Thursday’s meeting was the last before the fall budget proposal later this month. Economists said they thought the central bank was likely to keep interest rates on hold, but said it was not a given.
“It’s not a question of whether they’re going to cut rates at some point. The answer is yes. We believe they will,” Dean Turner, head of eurozone and UK economist at UBS Global Wealth Management’s Chief Investment Office, said on Tuesday. “If policy tightens, inflation falls and growth is lackluster, interest rates will fall. The challenge is predicting the timing,” he added.
cut is coming
The general consensus is that rate setters could cut rates as early as December, and again into next year in response to expected cooling in inflation (inflation was 3.8% in September, unchanged for the third straight month) and softer labor market data.
Most MPC members are more concerned about the impact of cutting rates too soon rather than too late, and the BOE will want to see data and evidence of continued downward expectations for wage growth to slow to a pace consistent with its target before voting to cut rates again, Oxford Economics said in its analysis.
“If we are right and the BoE pauses (this week), the question will be when the next rate cut will occur,” Alan Monks, chief UK economist at JPMorgan, said in a note.
“We have argued that further downside surprises in inflation and labor market data will dictate that. For example, the rise in the unemployment rate to 4.9% in September could be significant, as well as further modest sequential increases in core CPI services and private pay.”
autumn budget
The fact that this month’s central bank meeting was held ahead of the fall budget proposal on November 26 gave BOE policymakers another reason to pause.
Rachel Reeves, the Chancellor of the Exchequer, is widely expected to announce tax increases to fill a fiscal black hole estimated at between 20 billion and 50 billion pounds ($20 billion to $65.2 billion), based on assumptions such as lower productivity, debt repayments and the cost of a U-turn in welfare spending cuts, among other things.

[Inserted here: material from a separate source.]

PR #146, opened 2026-04-28
Add $bucket aggregation stage tests

danielfrankcom:
This change defines tests for the `$bucket` operator, following the existing pattern defined by other aggregation stage operators.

Earlier this week, Reeves clearly signaled that tax increases were coming and that he would consider raising income taxes as one way to raise revenue, but he did not provide further details. Tax increases are likely to reduce consumer demand and serve to further suppress inflation.

“The inclusion of an income tax hike (in the budget) would further weigh on real household incomes from high inflation and slowing wage growth,” Berenberg economist Andrew Wishart said in a note Friday. “Inflation is likely to moderate as these factors weigh on demand.”
“That would allow the Bank of England to cut interest rates by 25 basis points to 3.50% at least twice next year. Bringing forward fiscal tightening would open the door to a third rate cut to 3.25% in 2026,” he added.